How do your error bars compare to the ones in the second figure? The bars represent standard deviations rather than standard deviations of the mean. Standard deviations were chosen rather than standard errors of the means because we are interested in variation among individual animals. That is, how consistent were the results from one individual to the next? We don't do trend lines when the independent variable is categorical, so there is no need for an estimate of the range of variation among sample means.
Suppose that you have developed a new assay for determining protein concentration in a sample. Your assay takes just five minutes for color to develop and the sensitive range runs from 5 micrograms to 1 milligram of protein. You conducted the assay five times to check for reproducibility, quantifying the color change by measuring optical density at wavelength 650 nm.

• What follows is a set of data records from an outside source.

PR #865, opened 2016-06-26
Standard way to represent inf

kangshiyin:
Fix #864 and #862 on CUDA code. All GPU tests passed.

### DIFF
--- a/src/cudamatrix/cu-kernels.cu
+++ b/src/cudamatrix/cu-kernels.cu
@@ -25,6 +25,8 @@
 // In this file is the CUDA code of the CUDA kernels, plus the ANSI-C wrappers
 
 #include <cfloat>
+#include <limits>
+#include <math_constants.h>
 #include "cudamatrix/cu-kernels-ansi.h"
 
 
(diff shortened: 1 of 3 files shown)


src/cudamatrix/cu-kernels.cu
```diff
@@ -2743,7 +2745,7 @@ void cudaF_group_spec_pnorm(dim3 Gr, dim3 Bl, float* y, const float* x,
   } else if (power == float(2)) {
     _group_transform_reduce<<<Gr, Bl>>>(y, x, d, src_stride, group_size,
         TransReduceOp<L2NORM, float>());
-  } else if (power == float(1.0 / 0.0)) {
+  } else if (power == std::numeric_limits<float>::infinity()) {
```
danpovey: Is there a reason you using numeric_limits here and CUDART_INF above?

kangshiyin:
infinity() is a host function that can not compile in device code, so they each have a definition of inf.  

https://devtalk.nvidia.com/default/topic/456829/how-to-assign-infinity-to-variables-in-cuda-code-/

PR #874, opened 2016-06-29
Online feature fbank fix

wonkyuml:
- fix a bug (unknown feature) which occurs when “—endpoint=true” with
use of fbank feature


danpovey:
This is OK but can you please rebase against the current master so that the merges don't appear in your commit?
Something else it would be nice if you can fix is, whenever we do '* 1.0e-03' in Kaldi code, we should be doing ' / 1000.0'.  This avoids a non-determinacy that can otherwise happen due to 1/10 not being exactly representable in IEEE floating point, which can cause problems on ARM processors.  
Dan

PR #878, opened 2016-07-03
cuedrnnlm integration patch

rickychanhoyin:


danpovey:
We generally don't like to include lots of external code as part of the Kaldi repository. 
I think when Hainan did this he was able to extract a small amount of code from cued-rnnlm-- just the amount that was necessary to get this to work.

rickychanhoyin:
This one in extracted and modified from 
http://mi.eng.cam.ac.uk/projects/cued-rnnlm/src.evaloncpu.tar.gz
It supports current cued-rnnlm v0.1 (and also support former version of it - what I notice is that cued-rnnlm v0.1 output model format has changed a bit compare to several months ago)

rickychanhoyin:
The functions printPPLInfo , calppl , calnbest in cued-rnnlm-lib.cc can be removed (and also macro.h which is a dummy file, and cued-main.cc if we only use it as lattice rescoring library)

PR #881, opened 2016-07-03
nnet3 lstm: hidden_dim was omitted from MakeConfigs()

jfainberg:
hidden_dim was read into make_configs.py but not passed on to MakeConfigs(). 

Would only cause an error if num hidden layers > num lstm layers, when adding AddAffRelNormLayer which takes hidden_dim as argument. The default settings in train.sh has both equal.


danpovey:
@vijayaditya, please check and merge.

vijayaditya:
@jfainberg Thanks for the fix.

@danpovey None of the current (B)LSTM recipes use FF-DNN layers after LSTMs so the current recipes are unaffected by this bug.

PR #887, opened 2016-07-08
linux_x86_64_mkl.mk now show respect to --static-fst=yes

scinart:
linux_x86_64_mkl.mk is hard-coded to link openfst dynamically.

It should use ``$(OPENFSTLDFLAGS)`` and ``$(OPENFSTLIBS)`` instead, just like in `linux_atlas.mk`, `linux_clapack.mk` and `linux_openblas.mk`


danpovey:
thanks- will merge when checks finish.

PR #3097, opened 2019-03-12
[doc] fix some typos in doc.

csukuangfj:


danpovey:
note: these changes only become live when I compile, which is not super often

Beer's Law predicts that optical density (O.D.,which is a unitless quantity) will be directly proportional to the concentration of a solute that absorbs light at the selected wavelength. All of the sample volumes were kept the same, thus the O.D. is predicted to be proportional to amount of protein in a sample tube.
The sensitivity range is so wide that you need to prepare two standard curves to show the relationship between O.D. and amount of protein. Putting all the data on one set of axes would squeeze the smallest values near the origin. Here are data from the five trials for a range of protein amounts from 5 to 100 µg.
Amount protein (µg) | 5 | 10 | 20 | 40 | 60 | 80 | 100 |
Optical Density (650 nm) | 0.006 | 0.009 | 0.018 | 0.070 | 0.083 | 0.10 | 0.11 |
0.008 | 0.010 | 0.024 | 0.050 | 0.092 | 0.078 | 0.14 | |
0.006 | 0.014 | 0.032 | 0.053 | 0.086 | 0.12 | 0.10 | |
0.006 | 0.008 | 0.027 | 0.052 | 0.055 | 0.091 | 0.16 | |
0.006 | 0.010 | 0.024 | 0.056 | 0.10 | 0.14 | 0.12 |
Notice that all values were recorded to a maximum of two significant figures. Now conduct the necessary calculations, arrange and plot the data. Fix up your graph so that all it needs is a caption to be ready for publication.